Once connected, you can use a different database on the same server by selecting that database from the databases drop-down list (just to the right of the Change Connection button) on the SQL Server Analysis Services Editors toolbar. You can intentionally return your MDX Query window to a disconnected state by clicking the Disconnect button (second from the left) on the SQL Server Analysis Services Editors toolbar or by choosing Query/Connection/ Disconnect from the main menu (or Connection/Disconnect from the MDX Query window’s shortcut menu).

After you open the MDX Query window and connect to the appropriate server and database, the Tools pane (the section to the left of the MDX edit region) will become enabled, its drop-down list of available cubes/perspectives will populate, and metadata for the selected cube/perspective will be displayed in the Metadata tab’s tree view.

Building a Query

One excellent way to learn MDX is through the use of the MDX templates supplied with Management Studio. To see these, you must show Template Explorer if it’s not shown already. Use the Template Explorer button (second from the right) on the Standard toolbar, choose View/ Template Explorer from the main menu, or press Ctrl+Alt+T. Next, click the Analysis Services button (second from the left or right) on the Template Explorer window’s toolbar to display Analysis Services templates. Drill down on the MDX node and then on its child Expressions and Queries nodes to show all available MDX templates (Figure 3).

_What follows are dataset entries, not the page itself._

PR #338, opened 2022-02-12
Respect case of xsi:double infinity and NaN

haxtibal:
See [lxml launchpad bug 1960715](https://bugs.launchpad.net/lxml/+bug/1960715).

I'm not too experienced with Cython. Feel free to edit the commit.

### DIFF
--- a/src/lxml/objectify.pyx
+++ b/src/lxml/objectify.pyx
@@ -38,6 +38,10 @@ import_lxml__etree()
 
 __version__ = etree.__version__
 
+import math
+cdef object _float_is_inf = math.isinf
+cdef object _float_is_nan = math.isnan
+
 cdef object re
 import re
 
@@ -1205,8 +1209,17 @@ cdef dict _PYTYPE_DICT = {}
 cdef dict _SCHEMA_TYPE_DICT = {}
 cdef list _TYPE_CHECKS = []
 
-cdef unicode _lower_bool(b):
-    return u"true" if b else u"false"
+cdef unicode _xml_bool(value):
+    return u"true" if value else u"false"
+
+cdef unicode _xml_float(value):
+    if _float_is_inf(value):
+        if value > 0:
+            return u"INF"
+        return u"-INF"
+    if _float_is_nan(value):
+        return u"NaN"
+    return unicode(repr(value))
 
 cdef _pytypename(obj):
     return u"str" if python._isString(obj) else _typename(obj)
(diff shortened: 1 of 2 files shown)


src/lxml/objectify.pyx
```diff
@@ -1205,8 +1208,17 @@ cdef dict _PYTYPE_DICT = {}
 cdef dict _SCHEMA_TYPE_DICT = {}
 cdef list _TYPE_CHECKS = []
 
-cdef unicode _lower_bool(b):
-    return u"true" if b else u"false"
+cdef unicode _lower_bool(value):
```
haxtibal, line 1211: Btw., changing arg name here is unrelated, but was required because of cython/cython#4019.

scoder:
Thanks. Could you please add tests in `src/lxml/tests/test_objectify.py`? It looks like we only test these values as input, not as output or type markers.

src/lxml/objectify.pyx
```diff
@@ -1205,8 +1208,17 @@ cdef dict _PYTYPE_DICT = {}
...
+    return u"true" if value else u"false"
+
+cdef unicode _case_sensitive_float(value):
+    if math.isinf(value):
+        if value > 0:
+            return u"INF"
+        return u"-INF"
+    if math.isnan(value):
+        return u"NaN"
```
scoder, line 1220: Just a suggestion, but instead of `math`, you can import `isinf` and `isnan` directly as global `cdef` variables. Maybe rename them to `_float_is_inf` and `_float_is_nan`.

haxtibal: Did what I believe you mean. Honestly I can't yet fully reason about putting `cdef object` along with `import` vs. omitting the `cdef`. I see there's an additional runtime `if` in the C code for the latter case, but don't know when to do what. If you find a minute, would you explain it to me?

haxtibal:
> Could you please add tests in `src/lxml/tests/test_objectify.py`?

Added _some_ tests. Not sure if they're complete enough or in the right place, would you have a look?

src/lxml/objectify.pyx
scoder: Sure. Defining a global variable with `cdef` makes it a static C variable. Otherwise, it's a Python variable that gets looked up in a dict. That's much slower. Also, `cdef` variables are not exposed to the module dict, i.e. not visible to users.

src/lxml/objectify.pyx
```diff
@@ -38,6 +38,10 @@ import_lxml__etree()
 
 __version__ = etree.__version__
 
+import math
+cdef object _float_is_inf = math.isinf
+cdef object _float_is_nan = math.isnan
```
scoder, line 43: This puts `math` into the module dict. Let's avoid that.
```suggestion
cdef object _float_is_inf, _float_is_nan
from math import isinf as _float_is_inf, isnan as _float_is_nan
```

scoder (commented):
That looks good.

haxtibal:
Thanks for your review.

Recent force push was merely to align author and committer email in my commit. They differed as a result of bad git project settings on my side.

Figure 3. The SQL Server Management Studio Template Explorer, with Analysis Services MDX templates displayed


In all, SQL Server Management Studio includes 10 MDX templates to help you learn the language. Because we’re writing simple queries, we’ll start with the Basic Query template. Drag and drop the Basic Query node (under the Queries parent node) into the open MDX window, and then press the left arrow or Home key on your keyboard to deselect the MDX template text. Notice that the skeletal MDX provided is similar to the “schematic” MDX query we discussed earlier:

-- =============================================
-- Basic MDX Query
-- =============================================

Select <row_axis, mdx_set,> on Columns,
      <column_axis, mdx_set,> on Rows

From <from_clause, mdx_name,>
Where <where_clause, mdx_set,>

Important

Management Studio’s Basic Query MDX template erroneously places a row_axis place holder in the on Columns clause and a column_axis placeholder in the on Rows clause. It should, of course, use the reverse arrangement. Nevertheless, if you follow our directions carefully, the query you will generate will be correct.


With this skeletal code in place, our next task is to fill out all the parameterized clauses that appear as angle-bracketed text. Choose Query/Specify Values For Template Parameters... from the main menu or click the Specify Values For Template Parameters button (fifth from the right) on the SQL Server Analysis Services Editors toolbar to open the Specify Values For Template Parameters dialog box (Figure 4).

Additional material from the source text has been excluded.